Civil disorder in Kent, England

The 1525 Bayham Abbey riot was a civil disturbance on 4 June 1525 in Kent, England. It was instigated by local residents near Bayham Abbey in protest against the closure of the Abbey. The rioters occupied the Abbey for a week before 31 were arrested.

== Background ==
Bayham Abbey had been constructed in the 13th century for the Premonstratensians and was the centre of the community. Located near what would become Royal Tunbridge Wells, it enjoyed support from surrounding villages in Kent and Sussex as the majority of the canon regulars were locals. Due to mismanagement from two prior abbots, in 1525, the Abbey had a debt of £600 (£ in 2023) with an annual income of only £125 (£ in 2023). As a result, Cardinal Thomas Wolsey decreed that Bayham Abbey was to be suppressed in order to fund Cardinal College at the University of Oxford and Cardinal's College of Mary in Ipswich that he had founded. This was approved by King Henry VIII and the Parliament of England on the grounds of the financial mismanagement as well as reports from 1488 about religious services being neglected and canons wearing "pykys" on their shoes.

== Riot ==
Over 100 members of the local villages took up arms in protest of the closure. It is believed that the riot was instigated by Canon Thomas Towers from the Abbey as well as the vicars of the parish churches in Frant and Pembury. They approached with "painted faces and visures". The reason for them rioting to restore the Abbey was not just to protect their religious community but also their villages economically as the majority of the villages relied on income from the Abbey. It was also stated that the villagers had been drinking ale to celebrate Whitsun before launching their assault on the Abbey.

The villagers stormed the gatehouse controlled by Wolsey's Suppression Commissioners to occupy the Abbey and restored the canons to their positions. The villagers promised the canons that whenever they rang the Abbey bell, the villagers would come to their aid armed.

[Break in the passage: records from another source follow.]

PR #205, opened 2022-10-19
timing fix

znado:
Setting `last_eval_time` to be the current time at the end of an eval, after the eval, checkpointing, and logging has finished. Previously we were setting `last_eval_time` to be the time the eval started at, which meant that the "time since last eval" calculations were counting the time spent in eval/checkpointing/logging as part of trianing.

### DIFF
--- a/algorithmic_efficiency/checkpoint_utils.py
+++ b/algorithmic_efficiency/checkpoint_utils.py
@@ -160,7 +160,8 @@ def save_checkpoint(framework: str,
     else:
       save_path = os.path.join(checkpoint_dir, 'checkpoint')
       torch.save(checkpoint_state, save_path)
-    logging.info('Saved checkpoint to %s', save_path)
 
   if USE_PYTORCH_DDP:
     dist.barrier()
+  if RANK == 0:
+    logging.info('Saved checkpoint to %s', save_path)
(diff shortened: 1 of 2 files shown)


algorithmic_efficiency/checkpoint_utils.py
```diff
@@ -160,7 +160,8 @@ def save_checkpoint(framework: str,
     else:
       save_path = os.path.join(checkpoint_dir, 'checkpoint')
       torch.save(checkpoint_state, save_path)
-    logging.info('Saved checkpoint to %s', save_path)
 
   if USE_PYTORCH_DDP:
     dist.barrier()
+  if RANK == 0:
```
runame, line 166: `logging.info()` will not do anything in any RANK != 0 anyway, see [here](https://github.com/mlcommons/algorithmic-efficiency/blob/main/algorithmic_efficiency/pytorch_utils.py#L41-L46), so this change is not necessary I think.

pomonam (approved):
LGTM!

runame (approved):
Have to check the whole timing flow at a later point, but for now this makes sense to me.

algorithmic_efficiency/checkpoint_utils.py
znado: I originally didn't have the check, but then `save_path` isn't defined so I had to add it.

runame: Ah right, I was too tired to catch that.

Sir Edward Guildford wrote to his brother, Sir Henry Guildford, the Comptroller of the Royal Household about the riot and explained that the Abbey had been stormed and why. However, due to work requirements, the armed resistance gradually left the occupation of the Abbey before Henry's forces arrived. The remaining rioters and canons were eventually removed from the Abbey after a week and 31 men involved in the occupation were indicted by The Crown for rioting. It is not known what the fates of all the rioters were but the majority were imprisoned. William Gale, listed as one of the 31, would later become Abbot of an abbey in Buckinghamshire. The Abbey was subsequently abandoned after all the fittings were stripped out and sold. Ownership of the Abbey's lands would later be transferred to King Henry VIII in 1538.

== Historical impact ==
21st century historians opined that the riot at Bayham Abbey was a precursor to the Dissolution of the Monasteries in the English Reformation a decade later. On 4 June 2025, to celebrate the 500th anniversary of the riot, English Heritage announced they were searching for the descendants of the 31 men arrested for their part in the riot.